Embed and index both the original chunks and the summaries. When retrieving, search across both indexes and merge results.

Level 3: Summary Indexing + Re-Ranking

Re-ranking adds a second stage to your retrieval pipeline. After the initial retrieval, Claude re-orders the chunks by relevance to the specific query.

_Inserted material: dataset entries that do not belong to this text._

PR #2924, opened 2026-03-05
t2899: Fix security findings in memory-pressure-monitor.sh

robstiles:
## Summary

- **HIGH**: Fix AppleScript injection in `notify()` — replace string interpolation with stdin script + `argv` passing, eliminating the attack vector where attacker-controlled process names could execute arbitrary commands via `"; do shell script "...`
- **MEDIUM**: Validate `MEMORY_COOLDOWN_SECS` with `_validate_int()` to prevent command injection via bash arithmetic expansion
- **MEDIUM**: Remove redundant `2>/dev/null` from `cat` after file existence check, per project conventions
- **MEDIUM**: Optimize process collection and session counting loops — replace `echo|awk|cut` subshells with `read` builtin and parameter expansion

## Security Fix Detail

The `notify()` function previously escaped `\` and `"` in title/message before interpolating them into an `osascript -e` string. This was insufficient — an attacker could break out of the AppleScript string literal with a payload like `"; do shell script "whoami`. Since process names (which appear in notification messages) can be controlled by any user on the system, this was exploitable.

**Fix**: Pass the AppleScript via stdin using `on run argv` handler. Title and message are passed as positional arguments to `osascript`, never appearing in the script text. No escaping needed, no breakout possible.

## Testing

- 31 tests pass (28 original + 3 new)
- ShellCheck: zero violations on both files
- New tests: `MEMORY_COOLDOWN_SECS` injection, osascript stdin pattern verification, AppleScript injection payload handling

```
Results: 31 passed (total: 31)
```

Closes #2899


robstiles:
Closing: created by automated supervisor pulse without user knowledge.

def rerank_with_claude(query: str, candidates: List[Dict], top_k: int = 3) -> List[Dict]:
    """Use Claude to re-rank retrieved chunks by relevance."""
    chunks_text = "\n\n".join([
        f"[{i+1}] {chunk['heading']}\n{chunk['content'][:500]}"
        for i, chunk in enumerate(candidates)
    ])
    
    prompt = f"""Given the question below, rank the following chunks by relevance (most relevant first).
Return only the numbers in order, comma-separated.
Question: {query}
Chunks:
{chunks_text}
Ranking:"""
    
    response = client.messages.create(
        model="claude-3-haiku-20240307",
        max_tokens=100,
        messages=[{"role": "user", "content": prompt}]
    )
    
    # Parse the ranking
    import re
    indices = [int(x) - 1 for x in re.findall(r"\d+", response.content[0].text)]
    return [candidates[i] for i in indices[:top_k]]

Performance Gains

With these optimizations, here's what you can expect:

Metric	Basic RAG	Optimized RAG
Avg Precision	0.43	0.44
Avg Recall	0.66	0.69
Avg F1 Score	0.52	0.54
Avg MRR	0.74	0.87
End-to-End Accuracy	71%	81%

The biggest jump comes from MRR (0.74 → 0.87), meaning Claude gets relevant information earlier in the context window, leading to better answers.

Production Considerations

Rate Limits: Full evaluations can hit rate limits. Use Tier 2+ API access or run smaller eval sets.
Token Budget: Summary indexing and re-ranking add token costs. Benchmark to ensure ROI.
Vector Database: For production, use a hosted vector DB with built-in indexing and scaling.
Chunking Strategy: Experiment with different chunk sizes (256-1024 tokens) based on your content.
Embedding Model: Voyage AI's voyage-2 works well, but test alternatives like text-embedding-3-small.

Key Takeaways

Start with basic RAG, then systematically measure retrieval quality using precision, recall, F1, and MRR before optimizing.
Summary indexing captures cross-chunk context, improving recall for questions that require synthesis.
Re-ranking with Claude dramatically improves MRR, ensuring the most relevant information appears first in the context window.
Evaluate retrieval and end-to-end performance separately to identify where your pipeline needs improvement.
Expect 10-15% accuracy gains from advanced techniques, but always benchmark against your specific use case and data.